Auch Karl-Peter Ranker von der ERS Homburg II in Erbach hat mit diesem Problem zu kämpfen: Nur 27 Kinder haben sich an der Sandrennbahn angemeldet. Für Ranker liegt hier ein strukturelles Problem vor: "Wenn man den Eltern die komplette Wahlfreiheit überlässt, dann muss man diese 27 Anmeldungen eben als Wahlergebnis betrachten." Die Schule habe gute Arbeit geleistet und sich sehr um die Schüler bemüht, "die Einstellung der Eltern hat sich jedoch geändert".

Seit die Option eines Gymnasiums in greifbare Nähe gerückt sei, "da versucht man's eben und schaut mal, ob's klappt". Für die Kinder sei diese Haltung aber oft eine Belastung, die auch Enttäuschungen mit sich bringe. Da der offene Zugang zum Gymnasium für jedes Kind aber offensichtlich so gewollt sei, müsse die Politik auch mit den Konsequenzen leben, zum Beispiel bei den Investitionen. So werde die ERS Sandrennbahn mit neuen Räumen und einer neuen Küche gerade zur Ganztagsschule ausgebaut, gleichzeitig würden sich die Schüler umorientieren: "Da ist ein Fehler im System."
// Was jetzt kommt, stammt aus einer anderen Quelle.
PR #382, opened 2020-11-17
PNC config refresh

MuteTiefling:
Added  initial vacuum trap blacklist to prevent bees from being easily cloned with the new mob spawner.

Also reset the oil world-gen blacklist as it appears to be using an old default that didn't have the new nether and end biomes in it.

I know BYG adds some biomes to both of these too, but I couldn't find a list right now.


NillerMedDild (approved):

NillerMedDild:
Thanks!

PR #388, opened 2020-11-19
More Insolator trees

MuteTiefling:
Didn't check BoP and BYG since there seemed to be auto compat already. Adding the few missing trees I can find.


MuteTiefling:
Sorry for the spam! That should be it now

NillerMedDild (approved):

NillerMedDild:
I like the spam 😄 Thanks!

PR #3738, opened 2021-11-16
Fix Mythic Botany Alfsteel Axe

GalaxySynth:


NillerMedDild:
Thanks for the fix, but would you mind targetting the develop branch instead? :)

GalaxySynth:
whoops, my bad! will do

Eine weitere Veränderung hat Ranker bei den Migrantenfamilien beobachte: Während Bildung noch vor wenigen Jahren kein großes Thema war, seien türkische Eltern sehr ehrgeizig geworden. Sie engagierten sogar Nachhilfelehrer, "damit die Kinder es schaffen".

Meinung

Weniger Kinder zu verteilen

Von SZ-RedakteurinChristine Maack

Der Geburtenrückgang hat die weiterführenden Schulen erreicht. Noch nie waren innerhalb der vergangenen Jahre so wenig Schüler aus Homburg, Bexbach und Kirkel auf Gymnasien, Gesamtschule und ERS zu verteilen gewesen wie diesmal: ganze 546 Kinder. Zum Vergleich: 2008/09 waren es noch 640, im vergangenen Jahr immerhin noch rund 585. Schon seit Jahren war obendrein der Trend zum Gymnasium zu beobachten. 2008/09 wechselten 287 Kinder aufs Gymnasium, rund 230 zur Erweiterten Realschule. Nun ist die Schere weiter aufgeklafft: 309 aufs Gymnasium, 130 an die ERS. Das liegt vor allem am Wegfall der Empfehlungen fürs Gymnasium. Trotz aller Warnungen vor dem Leistungsdruck bei G 8 haben viele Eltern beschlossen, es "trotzdem" zu versuchen. Obwohl auch die beiden ERS und die Gesamtschule Abiturzweige anbieten. Fragt sich nur, ob dieser Zuspruch den Gymnasien gut bekommt. Die sind nun in der Zwickmühle: Entweder, sie senken die Ansprüche, oder sie müssen einen Teil der Kinder wieder wegschicken. Obwohl es im Saarland ein Zentralabitur gibt, sind die Wege dorthin längst nicht mehr die selben. Das geht zu Lasten der Kinder, deren wirkliche Leistung nicht mehr gerecht bewertet wird.